Dmytro Levchenko
Dmytro Levchenko

Reputation: 423

Firestore multiple range query

Let's say I have a collection of cars and I want to filter them by price range and by year range. I know that Firestore has strict limitations due performance reasons, so something like:

db.collection("products")
  .where('price','>=', 70000)
  .where('price','<=', 90000)
  .where('year','>=', 2015)
  .where('year','<=', 2018)

will throw an error:

Invalid query. All where filters with an inequality (<, <=, >, or >=) must be on the same field.

So is there any other way to perform this kind of query without local data managing? Maybe some kind of indexing or tricky data organization?

Upvotes: 15

Views: 10190

Answers (3)

Frank van Puffelen
Frank van Puffelen

Reputation: 598765

Update: since late March 2024 Firestore can now have inequality and range conditions on multiple fields in a query. See the documentation here: https://firebase.google.com/docs/firestore/query-data/multiple-range-fields

New, up-to-date answer above 👆


Old, outdated answer below 👇

The error message and documentation are quite explicit on this: a Firestore query can only perform range filtering on a single field. Since you're trying to filter ranges on both price and year, that is not possible in a single Firestore query.

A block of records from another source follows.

PR #37, opened 2021-07-16
Fast scan

mtweiden:
The `heap_scan` partitioner uses a heap to maintain a list of the best scoring qudit groups. Only qudit groups that might have changed in the previous scan iteration are reevaluated. There is probably opportunity for further improvement by getting rid of qudit groups that might have changed but didn't because of idle qudits, but I'll leave that for another day.


bqskit/compiler/passes/partitioning/scan.py
```diff
@@ -180,59 +265,41 @@ def run(self, circuit: Circuit, data: dict[str, Any]) -> None:
...
-                        for qudit in qudit_group
-                        # This statement
-                        # if stopped_cycles[qudit] - 1 >= divider[qudit]
-                    })
+            # Heap partitioning
+            # Get best (up to date) block
+            while len(score_heap) > 0:
+                (best_score, group_index) = heapq.heappop(score_heap)
+                best_score *= -1
+                if best_score == block_list[group_index].score:
```
edyounis, line 273: Why is this check necessary? Can't you just check if the heapq is not empty and pop the top one?

bqskit/compiler/passes/partitioning/scan.py
```diff
@@ -180,59 +265,41 @@ def run(self, circuit: Circuit, data: dict[str, Any]) -> None:
...
+                (new_region, new_score) = self._form_region_and_score(
+                    block_list[group_index].qudit_group,
+                    divider,
+                    circuit,
+                )
+                # Update the block_list
+                block_list[group_index].region = new_region
+                block_list[group_index].score = new_score
+                # push to heap
+                heapq.heappush(score_heap, (-1 * new_score, group_index))
```
edyounis, line 302: Multiple inserts into a heap can be made more efficient by first building a heap of the elements to insert then merging the two heaps. You can use `heapq.merge` to the do the merging.

See [here](https://cs.stackexchange.com/questions/105086/an-algorithm-to-efficiently-insert-a-list-of-elements-into-a-binary-heap-bulk) for more info.

bqskit/qis/unitary/unitarymatrix.py
```diff
@@ -119,7 +119,8 @@ def get_distance_from(self, other: UnitaryLike) -> float:
         other = UnitaryMatrix(other)
         num = np.abs(np.trace(other.get_numpy().conj().T @ self.get_numpy()))
         dem = self.get_dim()
-        dist = np.sqrt(1 - ((num / dem) ** 2))
+        val = 1 - ((num / dem) ** 2)
+        dist = np.sign(val) * np.sqrt(np.abs(val))
```
edyounis, line 123: `val` should not be absoluted. If the value is negative, we should round up to zero.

There are two common ways around this:

  1. Perform filtering on one field in the query, and on the other field in your client-side code.
  2. Combine the values of the two range into a single field in some way that allows your use-case with a single field. This is incredibly non-trivial, and the only successful example of such a combination that I know of is using geohashes to filter on latitude and longitude.

Given the difference in effort between these two, I'd recommend picking the first option.

A third option is to model your data differently, as to make it easier to implement your use-case. The most direct implementation of this would be to put all products from 2015-2018 into a single collection. Then you could query that collection with db.collection("products-2015-2018").where('price','>=', 70000).where('price','<=', 90000).

A more general alternative would be to store the products in a collection for each year, and then perform 4 queries to get the results you're looking for: one of each collection products-2015, products-2016, products-2017, and products-2018.

I recommend reading the document on compound queries and their limitations, and watching the video on Cloud Firestore queries.

Upvotes: 28

Mayur Agarwal
Mayur Agarwal

Reputation: 1814

In Flutter You can do something like this,

final _queryList = await db.collection("products").where('price','>=', 70000).get();
final _docL1 = _querList.where('price','<=', 90000);

Add more queries as you want, but for firestore, you can only request a limited number of queries, and get the data. After that you can filter out according to your need.

Upvotes: -2

Taku
Taku

Reputation: 5928

You can't do multiple range queries as there are limitations mentioned here, but with a little cost to the UI, you can still achieve by indexing the year like this.

db.collection("products")
  .where('price','>=', 70000)
  .where('price','<=', 90000)
  .where('yearCategory','IN', ['new', 'old'])

Of course, new and old go out of date, so you can group the years into yearCategory like yr-2014-2017, yr-2017-2020 so on. The in can only take 10 elements per query so this may give you an idea of how wide of a range to index the years.

You can write to yearCategory during insert or, if you have a large range such as a number of likes, then you'd want another process that polls these data and updates the category.